Multiple threads can write to their own ScatterZipOutputStream instance that is backed to file or to some user-implemented form of storage (implementing ScatterGatherBackingStore).

When the threads finish, they can join these streams together to a complete zip file using the writeTo method that will write a single ScatterOutputStream to a target ZipArchiveOutputStream.

To assist this process, clients can use ParallelScatterZipCreator that will handle threads pools and correct memory model consistency so the client can avoid these issues.

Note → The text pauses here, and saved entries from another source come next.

PR #813, opened 2023-04-27
This prints out the hash of the CSR to disk for both the aggregator and

### LINKED ISSUE #692: Informative prompt in certification process

bjklemme-intel:
collaborator. The user then compares and approves this hash with the hash printed out of the file to validate the CSR. In addition, a warning message is pritned if certify is run in silent mode.

Fixes securefederatedai#692

### DIFF
--- a/openfl/cryptography/io.py
+++ b/openfl/cryptography/io.py
@@ -111,3 +111,21 @@ def read_csr(path: Path) -> Tuple[CertificateSigningRequest, str]:
     # TODO: replace assert with exception / sys.exit
     assert (isinstance(csr, x509.CertificateSigningRequest))
     return csr, hasher.hexdigest()
+
+
+def get_csr_hash(certificate: CertificateSigningRequest) -> str:
+    """
+    Get hash of cryptography certificate.
+
+    Args:
+        certificate : Cryptography CSR object
+
+    Returns:
+        Hash of cryptography certificate / csr
+    """
+    hasher = sha384()
+    encoded_bytes = certificate.public_bytes(
+        encoding=serialization.Encoding.PEM,
+    )
+    hasher.update(encoded_bytes)
+    return hasher.hexdigest()
--- a/openfl/cryptography/io.py
+++ b/openfl/cryptography/io.py
@@ -102,15 +102,13 @@ def read_csr(path: Path) -> Tuple[CertificateSigningRequest, str]:
     Returns:
         Cryptography CSR object
     """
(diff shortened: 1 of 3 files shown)


openfl/cryptography/io.py
```diff
@@ -111,3 +111,21 @@ def read_csr(path: Path) -> Tuple[CertificateSigningRequest, str]:
     # TODO: replace assert with exception / sys.exit
     assert (isinstance(csr, x509.CertificateSigningRequest))
     return csr, hasher.hexdigest()
+
+
+def get_csr_hash(certificate: CertificateSigningRequest) -> str:
```
psfoley, line 114: I like the separation of the CSR hashing functionality. I would just recommend refactoring the `read_csr` function to reuse the `get_csr_hash` function internally

openfl/interface/aggregator.py
```diff
@@ -183,6 +189,7 @@ def certify(fqdn, silent):
 
         if confirm('Do you want to sign this certificate?'):
 
+            echo('Make sure the two hashes above are the same.')
```
psfoley: Per the requirement:

"User is expected to compare the two hashes and approve the request only if they match. It may be useful to emphasize this expectation, for example in openfl documentation and/or as part of the prompt"

At this point the decision has already been made to sign the certificate. A message prompting for verification should appear before line 190

psfoley (changes requested):
Once the comments have been resolved, this PR can be merged!

psfoley (approved):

Until version 1.18, there was no guarantee of order of the entries when writing a Zip file with ParallelScatterZipCreator. In consequence, when writing well-formed Zip files this way, it was usually necessary to keep a separate ScatterZipOutputStream that received all directories and wrote this to the target ZipArchiveOutputStream before the ones created through ParallelScatterZipCreator. This was the responsibility of the client.

Starting with version 1.19, entries order is kept, then this specific handling of directories is not necessary any more.

See the examples section for a code sample demonstrating how to make a zip file.